= Paul Cantrell =

Tennessee politician (1895–1962)

Malcolm Paul Cantrell (August 28, 1895 - July 8, 1962) was a Democratic Tennessee politician and state senator. He was known for his political "machine" centered in McMinn County, Tennessee.

==Biography==
Cantrell was born on August 28, 1895, in a small southeastern McMinn County, Tennessee, community that later became Etowah, Tennessee, in 1909. A descendant of Revolutionary War veteran Thomas Cantrell, he came from a large family. After serving as a conductor for the Louisville and Nashville Railroad, he managed the Etowah Water, Light, and Power Company. Along with his siblings, he owned and operated a lumber company, a natural gas company, a motor company, and a bank. He also served as a director for Citizen's National Bank in nearby Athens, Tennessee.

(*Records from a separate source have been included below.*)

Issue #552, opened 2019-10-31
`appsody stack validate` doesn't validate all the templates in the stack


helenmasters:
**Is your feature request related to a problem? Please describe.**
`appsody stack validate` only validates the default template in the stack.

**Describe the solution you'd like**
I'd like it to loop over all the templates in the stack and create an Appsody project for each one (i.e. performing int, run, test and build against each). This is what I expected validate to do, it should also help prevent stack creators from checking in broken templates. 

If we don't do this, how are we suggesting users validate their other templates, when they have more than one in a stack?

**Describe alternatives you've considered**
N/A

**Additional context**

Issue #636, opened 2019-11-14
stack validate does not return 1 if any of its tests fail


tnixa:
**Describe the bug**
I'm running a bats validation tests that calls `appsody stack validate` and it shows this passes even when there are failures. For example the java-spring-boot2 stack...
```
@@@@@@@@@ Validate Summary Start @@@@@@@@@@
PASSED: Lint for stack: java-spring-boot2
FAILED: Package for stack: java-spring-boot2
PASSED: Init for stack: java-spring-boot2
PASSED: Run for stack: java-spring-boot2
FAILED: Test for stack: java-spring-boot2
FAILED: Build for stack: java-spring-boot2
Total PASSED: 3
Total FAILED: 3
@@@@@@@@@ Validate Summary End @@@@@@@@@@
supra:20191113_162147 tnixa$ echo $?
0
```

**To Reproduce**
1. run `appsody stack validate` on java-spring-boot2

**Expected behavior**
Expecting the command to have a `1` return code if any of the tests fail

**Actual behaviour**
The command has a `0` return code regardless of if the tests pass or fail

**Environment Details (please complete the following information):**
 - OS: [e.g. iOS] mac

**If applicable please specify:**
 - CLI version: 0.4.10
 - Stack you are using: java-spring-boot2

PR #666, opened 2019-11-19
validate all stack templates

tnixa:


tnixa:
fixes issues #552 and #636

PR #2513, opened 2024-02-21
P-508 Avoid using as sometype

0xverin:
### Context

- Remove `as sometype` for `api.createType`.
- Checked the usage of `toHuman()`, currently `toHuman()` is mostly used for for final assertions of content, there is no usage of `toHuman() as sometype`.

The clien-api has been properly configured for TypeScript types. Whether it's `parachain-ap`i or `sidechain-api`, as long as the import is correct, api.createType can correctly create types without the need for `as sometype.`

also resolved https://github.com/litentry/litentry-parachain/pull/2502#discussion_r1495017714, this is an unnecessary method, just remove it; we already have assertions in place [here](https://github.com/litentry/litentry-parachain/blob/dev/tee-worker/ts-tests/integration-tests/di_substrate_identity.test.ts#L316).


Kailai-Wang (approved):
Looks like a nice improvement for me!

Waiting for reviews from others :)

jonalvarezz (approved):
fantastic!

PR #2515, opened 2024-02-21
Fix CI worker integration tests

Traf333:
this PR fixes CI as during ts-tests refactoring, the configuration was wrong


0xverin (approved):
Thanks for the quick fix, LGTM. Just a minor detail, in the [readme](https://github.com/litentry/litentry-parachain/blob/dev/tee-worker/ts-tests/README.md), it's labeled as 'run test xx.ts,' so it might be better to keep it consistent here?

PR #2516, opened 2024-02-21
fix: add metrics for isolated request-vc

felixfaisal:
Adding metrics for the following 
1. Succesfull VC Request Count 
2. Failed VC Request Count 
3. Time taken for a VC Build


tee-worker/core-primitives/enclave-metrics/src/lib.rs
```diff
@@ -44,4 +44,7 @@ pub enum EnclaveMetric {
 	SidechainSlotStfExecutionTime(Duration),
 	SidechainSlotBlockCompositionTime(Duration),
 	SidechainBlockBroadcastingTime(Duration),
+	VcBuildTime(String, Duration),
+	SuccessfullVCIssuance,
```
kziemianek, line 48: Can you make it consistent and use `Vc` instead of `VC` ?

tee-worker/service/src/prometheus_metrics.rs
```diff
@@ -88,6 +88,15 @@ lazy_static! {
 	static ref ENCLAVE_SIDECHAIN_BLOCK_BROADCASTING_TIME: Histogram =
 		register_histogram!("litentry_worker_enclave_sidechain_block_broadcasting_time", "Time taken to broadcast sidechain block")
 			.unwrap();
+	static ref VC_BUILD_TIME: HistogramVec =
+		register_histogram_vec!("litentry_worker_vc_build_time", "Time taken to build a vc", &["variant"])
+			.unwrap();
+	static ref VC_SUCCESSFULL_RPC_CALLS: Counter =
```
kziemianek: I'm not entirely convinced that we should associate this name with RPC.
What do you think about `SUCCESSFULL_VC_ISSUANCE_TASKS`?

kziemianek (approved):

tee-worker/core-primitives/enclave-metrics/src/lib.rs
felixfaisal: Updated ✅

tee-worker/service/src/prometheus_metrics.rs
felixfaisal: Updated ✅

PR #2517, opened 2024-02-22
fix: change nft holder credentials type name to 'Generic NFT Holder'

wli-pro:
### Context

There is existing VC type being NFT Holder, although parachain doesn't have such unique constraints, FE does assume so, hence changing the VC type of the newly published one.

### Labels

### Testing Evidences


BillyWooo (approved):
It should be a breaking change for FE.

wli-pro:
> It should be a breaking change for FE.

FE is having issue without this PR, so it should be fine.

PR #2518, opened 2024-02-22
Fix typo add -> aad

Kailai-Wang:
### Context

A trivial PR thanks to bc colleagues.

Somehow we haven't got any runtime error even though it's correctly written in the definitions:
https://github.com/litentry/litentry-parachain/blob/78c79c949206acf1360b7dea7ea894c27decacbb/tee-worker/client-api/parachain-api/prepare-build/interfaces/sidechain/definitions.ts#L17

Maybe it worked because of default values.


jonalvarezz (approved):
lol, I think it works because most likely createType defaults non-specified properties to undefined anyway.

PR #2520, opened 2024-02-23
Move achainable types to a separate file to make it as clear as other types

outofxxx:
as topic.


Kailai-Wang (approved):
It makes sense.

But now that we are talking about refactoring, could we pack everything assertion-related to `pritives/core/src/assertion` mod, or vc mod?

It's just a bit strange that e.g. `vip3.rs` is on the same level as `identity` and `vc` - and we can only have more and more such data provider primtiives..

PR #2523, opened 2024-02-26
Refactor ClassOfYear name type to enum

outofxxx:
This PR only deals with the `ClassOfYear` Achainable type alone, if there are no issues, the subsequent PR will change the type of the Name field from `string` to `enum` for the remaining Achainable types.

**Also, this is a breaking change.**


jonalvarezz:
Hi @zhouhuitian , can you elaborate on how clients are impacted so we can follow up and update client-sdk correspondingly?

Kailai-Wang:
> Hi @zhouhuitian , can you elaborate on how clients are impacted so we can follow up and update client-sdk correspondingly?

I guess it's the type change for `name` - it uses enum instead of string now.
It will affect how the client constructs the vc request.

outofxxx:
> Hi @zhouhuitian , can you elaborate on how clients are impacted so we can follow up and update client-sdk correspondingly?


Yes, after this modification, when constructing the request, the "name" field no longer needs to be entered as characters; you can only select from the provided enum options.

0xverin (commented):
overall looks good, I only checked type-definitions

jonalvarezz (approved):

jonalvarezz:
fyi: I created this sub-ticket to track the client-sdk change https://linear.app/litentry/issue/P-649/client-sdk-update-achainable-class-of-year-request-payload

BillyWooo:
Maybe let's hold on this topic for a moment.

Kailai-Wang:
Shall we continue this PR?

kziemianek:
> Shall we continue this PR?

This PR is open since February, what's the decision?

BillyWooo:
Close it for the moment:
1. We will take over Achainable service.
2. We will move to Solidity solution.

PR #2524, opened 2024-02-26
Eliminate warnings in tests mod

outofxxx:
as topic.


Kailai-Wang (commented):
Thanks - does it mean the tests are not run in CI?

BillyWooo:
> Thanks - does it mean the tests are not run in CI?

I think this is mainly building warnings. Because of not used return value.

BillyWooo (approved):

Active in the local Democratic Party, Cantrell was elected Sheriff of McMinn County in 1936. He was re-elected in 1938 and 1940. With his local support he built a centered political machine. He was elected to the Tennessee Senate representing McMinn County's district in 1942 and re-elected in 1944. He also served as county judge from 1942–1946. A powerful and influential figure, he served as a delegate to the Democratic National Convention in 1944.

His political power was broken in 1946 in the "Battle of Athens", a rebellion led by war veterans. After the battle, he remained in McMinn County and worked for the Tennessee Natural Gas Company. Cantrell died on July 8, 1962, at the age of 66 in a hospital in Athens, Tennessee.